__GOAL OF THE EXERCISE__.
Please take the lines from the one holding "This issue is" through the one holding "- [x] AH 1.5.1" in the data below and copy them exactly.

.....

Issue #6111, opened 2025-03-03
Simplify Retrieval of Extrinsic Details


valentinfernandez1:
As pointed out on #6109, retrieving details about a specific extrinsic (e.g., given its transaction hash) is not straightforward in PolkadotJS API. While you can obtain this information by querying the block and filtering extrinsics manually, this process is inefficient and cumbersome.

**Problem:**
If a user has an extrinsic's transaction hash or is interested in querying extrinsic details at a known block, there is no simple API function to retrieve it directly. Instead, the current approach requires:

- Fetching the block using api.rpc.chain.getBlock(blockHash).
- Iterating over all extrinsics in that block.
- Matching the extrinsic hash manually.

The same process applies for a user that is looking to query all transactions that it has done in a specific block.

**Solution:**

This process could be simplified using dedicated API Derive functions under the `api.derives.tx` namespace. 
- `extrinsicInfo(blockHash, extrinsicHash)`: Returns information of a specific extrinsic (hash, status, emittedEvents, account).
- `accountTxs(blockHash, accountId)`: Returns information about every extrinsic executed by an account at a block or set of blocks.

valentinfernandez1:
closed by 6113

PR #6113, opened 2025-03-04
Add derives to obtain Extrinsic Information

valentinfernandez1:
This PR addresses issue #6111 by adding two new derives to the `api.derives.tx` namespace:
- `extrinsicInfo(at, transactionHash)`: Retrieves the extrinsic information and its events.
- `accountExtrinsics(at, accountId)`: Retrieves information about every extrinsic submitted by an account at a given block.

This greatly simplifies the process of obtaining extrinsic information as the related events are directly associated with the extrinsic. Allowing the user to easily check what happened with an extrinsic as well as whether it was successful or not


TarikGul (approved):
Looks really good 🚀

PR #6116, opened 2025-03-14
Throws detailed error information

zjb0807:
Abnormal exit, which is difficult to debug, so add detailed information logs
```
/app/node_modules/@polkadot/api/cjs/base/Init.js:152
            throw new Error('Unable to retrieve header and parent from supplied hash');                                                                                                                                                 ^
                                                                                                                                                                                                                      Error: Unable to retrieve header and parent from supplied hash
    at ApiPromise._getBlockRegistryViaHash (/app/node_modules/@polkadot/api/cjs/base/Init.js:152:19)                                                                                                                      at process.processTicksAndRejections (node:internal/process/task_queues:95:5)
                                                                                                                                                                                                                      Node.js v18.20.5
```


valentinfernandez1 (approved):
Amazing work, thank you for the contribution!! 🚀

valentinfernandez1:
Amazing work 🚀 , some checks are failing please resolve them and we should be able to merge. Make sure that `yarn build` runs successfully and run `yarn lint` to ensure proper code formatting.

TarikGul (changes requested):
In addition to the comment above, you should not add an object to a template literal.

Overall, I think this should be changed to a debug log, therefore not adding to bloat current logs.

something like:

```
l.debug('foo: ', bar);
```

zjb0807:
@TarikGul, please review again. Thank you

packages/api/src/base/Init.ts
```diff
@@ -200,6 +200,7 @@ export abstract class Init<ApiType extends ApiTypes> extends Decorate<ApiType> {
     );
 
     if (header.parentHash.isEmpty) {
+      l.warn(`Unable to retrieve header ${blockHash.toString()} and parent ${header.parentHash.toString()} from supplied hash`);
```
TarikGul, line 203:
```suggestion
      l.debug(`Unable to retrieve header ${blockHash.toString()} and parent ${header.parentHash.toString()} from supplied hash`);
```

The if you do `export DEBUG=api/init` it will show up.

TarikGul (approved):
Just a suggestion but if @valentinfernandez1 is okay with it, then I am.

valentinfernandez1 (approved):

.....

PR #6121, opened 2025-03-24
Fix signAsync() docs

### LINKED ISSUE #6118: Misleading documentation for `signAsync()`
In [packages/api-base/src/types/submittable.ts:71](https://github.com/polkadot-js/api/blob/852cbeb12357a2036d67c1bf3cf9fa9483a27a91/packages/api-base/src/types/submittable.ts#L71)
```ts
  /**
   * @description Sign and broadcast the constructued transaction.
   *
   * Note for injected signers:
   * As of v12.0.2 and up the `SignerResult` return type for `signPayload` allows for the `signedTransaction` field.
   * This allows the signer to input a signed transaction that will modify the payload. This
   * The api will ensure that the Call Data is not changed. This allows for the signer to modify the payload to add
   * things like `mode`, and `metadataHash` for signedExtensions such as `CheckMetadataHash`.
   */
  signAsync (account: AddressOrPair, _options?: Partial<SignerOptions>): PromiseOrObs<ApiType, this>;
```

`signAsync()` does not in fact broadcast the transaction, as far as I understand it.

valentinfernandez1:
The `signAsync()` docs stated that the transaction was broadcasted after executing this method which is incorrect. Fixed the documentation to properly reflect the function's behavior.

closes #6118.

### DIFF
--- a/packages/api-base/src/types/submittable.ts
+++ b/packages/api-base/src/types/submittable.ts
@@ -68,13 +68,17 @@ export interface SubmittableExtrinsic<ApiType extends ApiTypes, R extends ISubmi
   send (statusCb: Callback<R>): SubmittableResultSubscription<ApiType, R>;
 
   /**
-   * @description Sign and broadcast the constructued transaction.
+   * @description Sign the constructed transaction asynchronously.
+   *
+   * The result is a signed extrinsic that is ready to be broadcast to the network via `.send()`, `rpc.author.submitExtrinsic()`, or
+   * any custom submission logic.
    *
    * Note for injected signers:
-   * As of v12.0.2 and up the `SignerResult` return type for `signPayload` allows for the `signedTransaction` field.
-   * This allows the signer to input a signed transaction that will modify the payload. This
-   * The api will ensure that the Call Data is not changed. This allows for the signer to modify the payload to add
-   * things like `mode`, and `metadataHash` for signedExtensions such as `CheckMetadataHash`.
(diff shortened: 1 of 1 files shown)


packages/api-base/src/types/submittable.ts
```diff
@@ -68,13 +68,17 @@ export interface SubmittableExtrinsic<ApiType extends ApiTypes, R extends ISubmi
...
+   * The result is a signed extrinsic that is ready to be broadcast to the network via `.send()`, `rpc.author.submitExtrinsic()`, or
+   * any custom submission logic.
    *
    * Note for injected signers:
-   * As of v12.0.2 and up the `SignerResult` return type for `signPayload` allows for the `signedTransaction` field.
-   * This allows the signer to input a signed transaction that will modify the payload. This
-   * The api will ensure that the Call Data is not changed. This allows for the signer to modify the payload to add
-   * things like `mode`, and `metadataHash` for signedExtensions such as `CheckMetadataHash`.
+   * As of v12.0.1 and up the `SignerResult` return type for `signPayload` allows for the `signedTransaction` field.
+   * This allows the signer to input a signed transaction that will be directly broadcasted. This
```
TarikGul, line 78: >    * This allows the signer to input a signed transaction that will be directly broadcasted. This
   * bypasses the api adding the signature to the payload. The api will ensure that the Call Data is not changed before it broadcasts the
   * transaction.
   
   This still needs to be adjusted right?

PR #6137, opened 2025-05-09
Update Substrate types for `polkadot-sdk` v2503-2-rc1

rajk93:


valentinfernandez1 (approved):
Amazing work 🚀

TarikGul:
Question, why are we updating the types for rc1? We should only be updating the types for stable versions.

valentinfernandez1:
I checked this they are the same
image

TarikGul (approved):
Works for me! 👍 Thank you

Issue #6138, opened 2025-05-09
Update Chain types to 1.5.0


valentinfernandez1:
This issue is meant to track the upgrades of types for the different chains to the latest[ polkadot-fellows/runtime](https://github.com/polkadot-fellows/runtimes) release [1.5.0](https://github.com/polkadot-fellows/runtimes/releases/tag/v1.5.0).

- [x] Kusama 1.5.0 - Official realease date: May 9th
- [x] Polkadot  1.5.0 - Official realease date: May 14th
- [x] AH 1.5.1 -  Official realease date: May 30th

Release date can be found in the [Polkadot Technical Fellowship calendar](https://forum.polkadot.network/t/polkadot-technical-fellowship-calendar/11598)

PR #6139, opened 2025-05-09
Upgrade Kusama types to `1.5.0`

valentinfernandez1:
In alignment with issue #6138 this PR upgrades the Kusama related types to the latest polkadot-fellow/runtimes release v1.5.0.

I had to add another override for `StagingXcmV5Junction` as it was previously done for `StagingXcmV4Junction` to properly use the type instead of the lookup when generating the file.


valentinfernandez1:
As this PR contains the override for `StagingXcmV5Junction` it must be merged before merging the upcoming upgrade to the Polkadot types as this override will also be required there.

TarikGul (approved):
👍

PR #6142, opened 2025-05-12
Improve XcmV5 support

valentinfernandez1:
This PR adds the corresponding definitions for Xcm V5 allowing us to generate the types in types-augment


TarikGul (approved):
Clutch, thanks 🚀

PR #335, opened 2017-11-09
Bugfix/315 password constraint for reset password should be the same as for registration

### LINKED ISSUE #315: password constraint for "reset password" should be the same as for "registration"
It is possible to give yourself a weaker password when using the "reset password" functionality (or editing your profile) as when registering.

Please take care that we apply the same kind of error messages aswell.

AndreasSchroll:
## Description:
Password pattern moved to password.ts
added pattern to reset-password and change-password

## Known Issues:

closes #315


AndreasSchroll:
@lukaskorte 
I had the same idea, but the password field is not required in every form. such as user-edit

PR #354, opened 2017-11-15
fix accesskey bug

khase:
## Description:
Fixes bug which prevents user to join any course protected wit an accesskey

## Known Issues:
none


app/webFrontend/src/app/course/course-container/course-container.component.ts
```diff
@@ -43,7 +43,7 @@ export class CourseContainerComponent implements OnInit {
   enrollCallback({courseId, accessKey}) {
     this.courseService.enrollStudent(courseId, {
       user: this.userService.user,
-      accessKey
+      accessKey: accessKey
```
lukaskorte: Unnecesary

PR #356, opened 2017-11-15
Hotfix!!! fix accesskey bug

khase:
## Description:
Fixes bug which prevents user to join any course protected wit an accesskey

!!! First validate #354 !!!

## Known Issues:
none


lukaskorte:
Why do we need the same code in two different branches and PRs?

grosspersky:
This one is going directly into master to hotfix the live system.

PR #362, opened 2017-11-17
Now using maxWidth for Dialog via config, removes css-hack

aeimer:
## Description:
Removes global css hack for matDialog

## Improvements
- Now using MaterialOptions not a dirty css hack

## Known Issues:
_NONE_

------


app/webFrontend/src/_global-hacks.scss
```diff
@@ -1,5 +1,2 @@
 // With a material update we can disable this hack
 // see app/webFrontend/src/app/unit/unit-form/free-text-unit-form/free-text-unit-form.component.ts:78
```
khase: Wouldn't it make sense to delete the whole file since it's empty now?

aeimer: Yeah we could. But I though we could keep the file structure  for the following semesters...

.....

__SOLUTION FOR THIS PROBLEM__.
This issue is meant to track the upgrades of types for the different chains to the latest[ polkadot-fellows/runtime](https://github.com/polkadot-fellows/runtimes) release [1.5.0](https://github.com/polkadot-fellows/runtimes/releases/tag/v1.5.0).

- [x] Kusama 1.5.0 - Official realease date: May 9th
- [x] Polkadot  1.5.0 - Official realease date: May 14th
- [x] AH 1.5.1 -  Official realease date: May 30th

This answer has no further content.